# Loki has a party... cause she's 41 months old!



## jorats (Sep 9, 2007)

My beautiful Loki is now 41 months old. She used to have thick curly hair but now it's very short and sparse. She used to run around, climb, jump and get into all kinds of trouble... but now, she can barely make it up the ramps. She has rear end degeneration, she's an old woman now. But I love her to bits. 
She was given baby cereal, her favourite for her bithday and she shared with her cage mates cause the whole gang is pretty much old anyways. lol 

Here's Loki:










Dragging her feet:










But loving her pablum:



















_eta for spelling_


----------



## reachthestars (Feb 27, 2007)

Aww, what a sweet old lady! She looks wonderful for being almost 3.5 years old. She's so blessed to have a wonderful owner like you looking out for her.


----------



## DonnaK (Feb 8, 2007)

I love the second picture!

Happy 41st-month birthday, Loki!


----------



## jorats (Sep 9, 2007)

Loki says thank you!!


----------



## Inesita (Feb 18, 2007)

Aw, she's a doll!


----------



## PrincessPeep (Aug 19, 2007)

Aww! What a darling! <3


----------



## jellybeanqueen (Sep 6, 2007)

aw, loki's so lovely~
you must take really excellent care of your ratties. 
i hope my girls live that long! :]


----------



## CaptainFlow (May 16, 2007)

Holy cow, you have a colony! It's crazy seeing all the ratties in a circle like that, it took me a sec to figure out that the cereal was the same color as the floor. 
And it almost looks like Loki's missing out on her own party food in that last picture! Poor old dear.


----------



## lostbutnotforgot (Apr 19, 2007)

What a wonderful life she must have to live that long! lol. Did you get her spayed? That's amazing she's that old and looks that healthy!


----------



## Squeak (Sep 4, 2007)

Even though she's old, she's still adorable!!


----------



## sonoma (May 26, 2007)

Happy birthday, Loki! (41 months is amazing!) What a cute old girl she is.


----------



## CaptainFlow (May 16, 2007)

I forgot to mention how much like that first picture.

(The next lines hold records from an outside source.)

PR #8874, opened 2023-08-24
Skip Detection comment on fork PR for security reasons

v-amolpatil:
   
   Change(s):
   - In 'addCommentToRemindUpdatingTemplateVersion.yml' file we have added a condition to skip action run if the pr is from fork repo.
   
   Reason for Change(s):
   - When a fork pr is runs this action it fails as the token secret cannot be shared with the fork pr and can be a security risk so we are avoiding any job run for fork pr.

   Version Updated:
   - NA

   Testing Completed:
   - Yes

   - Yes


mkchiliveri (approved):
Looks good

v-dvedak (approved):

It's like she's saying, "old? Who, me? But look how coy I can still be! Age is just a number, dear." What a great rat!


----------



## mollylovesherrat (Sep 24, 2007)

Awww, she is lovely in her old age. ^_^


----------



## OnlyOno (Apr 4, 2007)

that's adorable. i only have 2 rats and picasso won't let mozart near the food until she's thru with it. i put a bowl of oatmeal in their cage and mozart just stared forlornly from a corner until i gave her her own spoon full of it.  your rats are adorable though. loki looks cute even with her short hair. she seems soft. congrats on 41 months!


----------